Task requirements
Nothing should be left out. Give all the data again exactly as written.

Dataset records
....
PR #7102, opened 2025-01-26
fixes #7088 : Include version number in OpenRefine Windows installer path

### LINKED ISSUE #7088: Ensure that the OpenRefine Windows Installer version is created correctly (uses INNO Setup - .iss file, etc.) and verify the installer can install OpenRefine
- After #7076 which will allow anyone to create the Windows distribution files on a Windows system:
  - Run the command `./refine.bat dist` which will compile the source files and create a Windows installer (INNO) binary (and other files) in the `/target` folder.
  - Run the installer and ensure it displays the correct version in its title bar.
  - Ensure the destination path remains as `C:\Program Files (x86)\OpenRefine`.

shwetd19:
### This PR fixes issue #7088 by:

- Adding version number to installation path
- Enabling side-by-side installation of different versions
- Improving version handling with environment variable support
- Updating shortcuts to display version information

Tested with both environment variable and fallback version scenarios.


thadguidry:
Is `MyAppVersion` an environment variable we have somewhere already that will override the default in this `.iss` file somehow?

Can you show the Installer screenshot for the Select Destination Location step in the INNO Installer?

wetneb:
I'm not sure it's a good idea to encourage installing different versions of OpenRefine at the same time. If they use the same workspace (which I guess would be the case here), then this risks corrupting data. We try to ensure that a workspace created by an old version of OpenRefine can also be opened with a newer version, but in the reverse direction it is much harder to offer similar guarantees.

shwetd19:
Hello @thadguidry  , the `MyAppVersion` in this Inno Setup script isn't directly linked to an environment variable. It's defined at the top of the script with `#define MyAppVersion "3.8-SNAPSHOT"`. however here, we can modify the script to use an environment variable instead. 
Here's how:

```
#ifdef OPENREFINE_VERSION
  #define MyAppVersion GetEnv("OPENREFINE_VERSION")
#else
  #define MyAppVersion "3.8-SNAPSHOT"
#endif
```

should I proceed with it ?

thadguidry:
I agree with @wetneb and forgot about our backward compatibility issue for the workspace.
So, instead, I think for #7088 we only need to ensure that after building with the `dist` command, that the title in the installer shows the version.  I've updated the original issue comment https://github.com/OpenRefine/OpenRefine/issues/7088#issue-2796746917

wetneb:
Is this PR still being worked on? I still don't fully understand the issue it's meant to address, but if there is anything I can help with, let me know.

wetneb:
Closing per inactivity.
....
Solution to this problem
PR #7102, opened 2025-01-26
fixes #7088 : Include version number in OpenRefine Windows installer path

### LINKED ISSUE #7088: Ensure that the OpenRefine Windows Installer version is created correctly (uses INNO Setup - .iss file, etc.) and verify the installer can install OpenRefine
- After #7076 which will allow anyone to create the Windows distribution files on a Windows system:
  - Run the command `./refine.bat dist` which will compile the source files and create a Windows installer (INNO) binary (and other files) in the `/target` folder.
  - Run the installer and ensure it displays the correct version in its title bar.
  - Ensure the destination path remains as `C:\Program Files (x86)\OpenRefine`.

shwetd19:
### This PR fixes issue #7088 by:

- Adding version number to installation path
- Enabling side-by-side installation of different versions
- Improving version handling with environment variable support
- Updating shortcuts to display version information

Tested with both environment variable and fallback version scenarios.


thadguidry:
Is `MyAppVersion` an environment variable we have somewhere already that will override the default in this `.iss` file somehow?

Can you show the Installer screenshot for the Select Destination Location step in the INNO Installer?

wetneb:
I'm not sure it's a good idea to encourage installing different versions of OpenRefine at the same time. If they use the same workspace (which I guess would be the case here), then this risks corrupting data. We try to ensure that a workspace created by an old version of OpenRefine can also be opened with a newer version, but in the reverse direction it is much harder to offer similar guarantees.

shwetd19:
Hello @thadguidry  , the `MyAppVersion` in this Inno Setup script isn't directly linked to an environment variable. It's defined at the top of the script with `#define MyAppVersion "3.8-SNAPSHOT"`. however here, we can modify the script to use an environment variable instead. 
Here's how:

```
#ifdef OPENREFINE_VERSION
  #define MyAppVersion GetEnv("OPENREFINE_VERSION")
#else
  #define MyAppVersion "3.8-SNAPSHOT"
#endif
```

should I proceed with it ?

thadguidry:
I agree with @wetneb and forgot about our backward compatibility issue for the workspace.
So, instead, I think for #7088 we only need to ensure that after building with the `dist` command, that the title in the installer shows the version.  I've updated the original issue comment https://github.com/OpenRefine/OpenRefine/issues/7088#issue-2796746917

wetneb:
Is this PR still being worked on? I still don't fully understand the issue it's meant to address, but if there is anything I can help with, let me know.

wetneb:
Closing per inactivity.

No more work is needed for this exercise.